▸ WHAT YOU HAVE TO DO
Copy each line of the entries beneath that contains the word "coderunner".

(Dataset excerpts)
----
PR #85, opened 2013-03-05
Implemented projection for MRY

coderunner:
This implementation is MRY only and not specific to MySql storage. 

Projection is only implemented for data structures (i.e. MapValue and ListValue). Applying projection on anything else will result in an exception.

### DIFF
--- a/mry-core/src/main/scala/com/wajam/mry/execution/Value.scala
+++ b/mry-core/src/main/scala/com/wajam/mry/execution/Value.scala
@@ -34,7 +34,11 @@ case class MapValue(mapValue: Map[String, Value]) extends Value {
   }
 
   override def execProjection(context: ExecutionContext, into: Variable, keys: Object*) {
-    into.value = MapValue(mapValue.filter(e => keys.contains(StringValue(e._1))))
+    into.value = if (!keys.isEmpty) {
+      MapValue(mapValue.filter(e => keys.contains(StringValue(e._1))))
+    } else {
+      MapValue(mapValue)
+    }
   }
 }
 
@@ -51,11 +55,14 @@ case class ListValue(listValue: Seq[Value]) extends Value {
   }
 
   override def execProjection(context: ExecutionContext, into: Variable, keys: Object*) {
-    val newList = listValue.map(v => {
-      v.execProjection(context, into, keys: _*)
-      into.value
-    })
-    into.value = ListValue(newList)
+    into.value = if (!keys.isEmpty) {
+      ListValue(listValue.map(v => {
+        v.execProjection(context, into, keys: _*)
+        into.value
+      }))
+    } else {
+      ListValue(listValue)
+    }
   }
 }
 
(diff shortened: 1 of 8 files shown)


mry-core/src/main/scala/com/wajam/mry/execution/Value.scala
```diff
@@ -32,6 +32,10 @@ case class MapValue(mapValue: Map[String, Value]) extends Value {
     val newMap = for ((k, v) <- mapValue) yield (k -> v.serializableValue)
     new MapValue(newMap)
   }
+
+  override def execProjection(context: ExecutionContext, into: Variable, keys: Object*) {
+    into.value = MapValue(mapValue.filter(e => keys.contains(StringValue(e._1))))
```
coderunner: This code assumes that projection keys are StringValue since MapValue is [String, Value].

mry-core/src/main/scala/com/wajam/mry/execution/Value.scala
```diff
@@ -45,6 +49,14 @@ case class ListValue(listValue: Seq[Value]) extends Value {
     val newList = for (oldValue <- listValue) yield oldValue.serializableValue
     new ListValue(newList)
   }
+
+  override def execProjection(context: ExecutionContext, into: Variable, keys: Object*) {
+    val newList = listValue.map(v => {
+      v.execProjection(context, into, keys: _*)
+      into.value
```
coderunner: This seems a bit hacky since I'm using the into variable to store temporary projected MapValues but it is the simplest way I found. At the end, the into.value is set to the resulting projected list.

If an exception is thrown, then the into variable would have the last projected MapValue if any.

mry-core/src/main/scala/com/wajam/mry/storage/mysql/MultipleRecordValue.scala
```diff
@@ -46,6 +46,9 @@ class MultipleRecordValue(storage: MysqlStorage, context: ExecutionContext, tabl
     }
   }
 
+  // Operations are executed on records (list of map or null)
+  override def proxiedSource: Option[OperationSource] = Some(this.innerValue)
```
coderunner, line 50: I had to add this line so projection would apply to MultipleRecordValue which proxies ListValue.

appaquet:
like it! +1

mry-core/src/main/scala/com/wajam/mry/execution/Variable.scala
```diff
@@ -3,6 +3,7 @@ package com.wajam.mry.execution
 /**
  * Variable that can points to nothing or to a value
  */
+@SerialVersionUID(-2511774283683367275L)
 class Variable(var block: Block, var id: Int, var value: Value = NullValue) extends Object with OperationSource with OperationApi with Serializable {
```
alexbergeron, line 7: Maybe we should check (in a future pull request) if theses can be changed to vals

alexbergeron:
+1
----
▸ SOLUTION TO THE EXERCISE
coderunner:
coderunner: This code assumes that projection keys are StringValue since MapValue is [String, Value].
coderunner: This seems a bit hacky since I'm using the into variable to store temporary projected MapValues but it is the simplest way I found. At the end, the into.value is set to the resulting projected list.
coderunner, line 50: I had to add this line so projection would apply to MultipleRecordValue which proxies ListValue.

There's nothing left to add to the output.